Chic Convert

The top floor of a former Catholic school becomes home for a Hoboken family of four. (Photos by Jeffrey Totaro)

Nick Petruzzelli never fancied himself a real estate developer. He has always been a builder.

“From a young age, that’s all I could do—build things,” he says. “It was my gig. I was never good at much of anything else.”

When Petruzzelli learned that a vacant set of historic buildings—St. Joseph’s School and convent on the rundown south side of Hoboken—was for sale, he convinced a group of buddies to go in with him on the package. Petruzzelli would provide the labor, gutting the enormous stone buildings and creating luxury apartments.

Now, some twelve years later, Nick, 51, his wife, Jackie, 34, and their 2-year-old twins, Nicholas and Joseph, live in the triplex penthouse atop the old school building, surrounded by restored artifacts and sweeping views of Manhattan.

Originally built in 1901, St. Joseph’s School sat vacant after graduating its last students in 1991. It was just another empty building in a rough part of town.

“Twelve years ago, this was not a desirable section,” says Petruzzelli. “Everyone thought this was a ghetto.” Yet Petruzzelli and his pals formed a partnership in 1997 to purchase the two buildings for $750,000. “My partners put their money up, then sat back, and I did all the restoration work.”

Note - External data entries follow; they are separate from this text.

PR #11437, opened 2023-12-13
[gui-tets][full-ci] Fix sync pattern checking for a single resource

saw-jan:
Fix sync pattern matching of a single resource. This will reduce the test execution time.


grgprarup (approved):
:+1:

The convent was converted first, in 1998. Next, Petruzzelli tackled the school building. As work progressed, so did the neighborhood. “Things really started changing,” he says. “We were in at the start.”

Slowly, the old school and the convent were transformed into 31 rental apartments. Petruzzelli pain-
stakingly restored the tin ceilings throughout the four-story building. He was able to keep many of the original windows and, most strikingly, the original school stairway. Crafted of honed granite with intricate wrought-iron railings, it literally weighs tons. Petruzzelli salvaged a major portion and moved it to what would become his own apartment.

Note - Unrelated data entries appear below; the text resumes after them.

Issue #11276, opened 2023-10-11
To support AD FS make redirect_uri port range configurable


butonic:
### Pre-submission Checks

- [X] I [checked for similar issues](https://github.com/owncloud/client/issues?q=), but could not find any. I also checked the closed issues. I could not contribute additional information to any existing issue.
- [X] I will take the time to fill in all the required fields. I know that the bug report may be dismissed otherwise due to lack of information.

### Feature description

I would like to authenticate users with an on-premise AD FS 2022 using OpenID Connect. While the documentation for AzureID has documented [`redirect_url` restrictions](https://learn.microsoft.com/en-us/azure/active-directory/develop/reply-url), especially for [`localhost`](https://learn.microsoft.com/en-us/azure/active-directory/develop/reply-url#localhost-exceptions) registering any of these withg AD FS does not work:
```
http://127.0.0.1/callback/
http://127.0.0.1/callback
http://127.0.0.1:48395/callback/
http://localhost/callback
http://localhost:55555/callback
https://localhost/callback
http://127.0.0.1:*
```

Only `redirect_uri` entries that include a port will let the client authenticate. All other cases lead to an error like this:
```
    Activity ID: a8f9f18b-dd70-47bf-ba00-0040000000ee
    Error details: MSIS9224: Received invalid OAuth authorization request. The received 'redirect_uri' parameter is not a valid registered redirect URI for the client identifier: '01d03691-b75e-4828-b93d-a33ac2ed6631'. Received redirect_uri: 'http://127.0.0.1:62216'.
    Node name: 4210c302-325f-4e8d-8d99-3aa76743da3e
    Error time: Tue, 10 Oct 2023 23:16:39 GMT
    Cookie: enabled
    User agent string: Mozilla/5.0 (Windows NT 10.0; Win64; x64; rv:109.0) Gecko/20100101 Firefox/118.0
```

### Proposed solution

Intead of letting the client randomly pick a port allow configuring a port range. The client then randomly picks one of those ports until he finds a free port. Admins can brand clients to only use a limited range of ports and register them as valid `redirect_uri` entries in AD FS.

### Alternative solutions you considered

We could hardcode a single port, but that will lead to corner cases where the port is in use by another application.

[...]

PR #11439, opened 2023-12-14
Add branding option for oauth local port

TheOneRing:
Fixes: #11276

It was not until the individual apartments began to take shape that the Petruzzellis decided to claim one of the four penthouse apartments as their own. Once there, Jackie, a realtor, discovered she was pregnant with twins. What had been a comfortable 2,500-square-foot space seemed too tight. “We were sitting around one night thinking about how we could gain more space and Jackie said, ‘Let’s build up,’” says Petruzzelli. “It was a crazy thought that worked.”

Once the permits were in place, Petruzzelli busted through the ceiling, adding three bedrooms, two full baths, and a sitting room on what had been the roof. There is also a spacious terrace off the master suite, where the growing family can grill and garden. Petruzzelli crafted a replica staircase, complete with honed granite and wrought-iron railings, to join the addition to the loft space below.

Meanwhile, Jackie took on the task of decorating the apartment. For help, she brought in interior designer Tracey Butler, of b.home interiors in Livingston. The two immediately hit it off. “Jackie wanted modern but not crazy,” says Butler. “It had to be comfortable and durable, yet sophisticated. Jackie is big into black and cream, but we did it all in textured fabrics that are durable and stain-treated, since the boys are all over everything.”

Much of the furniture was custom-designed by Butler, including the living room sofa and chairs. The dining room and coffee tables are pressed bamboo. “They’re textured so they don’t show little fingerprints,” says Butler. The dining room light fixtures are wire-mesh nickel—“both formal and industrial looking,” she adds.
In the kitchen, original beams were left exposed, creating a loft-like setting. Appliances are professional grade. “I cook here every night,” says Jackie. “This kitchen really gets a workout.”

In what had been the master suite before the expansion, Butler created a playroom for the boys. “It’s the only room with a punch of color,” she says. The durable plastic cubbies are perfect for stashing toys “but still manage to look sophisticated,” she adds. Butler was able to carve out unexpected desk space for Jackie, tucked under the massive staircase. Custom-designed cubbies, mimicking those in the adjacent playroom, hold papers and family mementos.

Upstairs in the master suite, the design directive “sophisticated” takes on a whole new meaning. “Jackie wanted a spa-like retreat,” says Butler. The neutral color scheme—a restful palette of taupes and creams—allows the view of Manhattan to dominate. The open bathroom, with a soaking tub and wall-less shower (“We originally planned to put up a wall,” says Jackie, “but then we found we liked it this way.”) has river-rock walls and floors. Artwork and decorative accessories are kept to a minimum; wrap-around windows allow natural light to pour in.

The end result is just what Jackie wanted: “It’s a Manhattan look in a New Jersey apartment,” she says.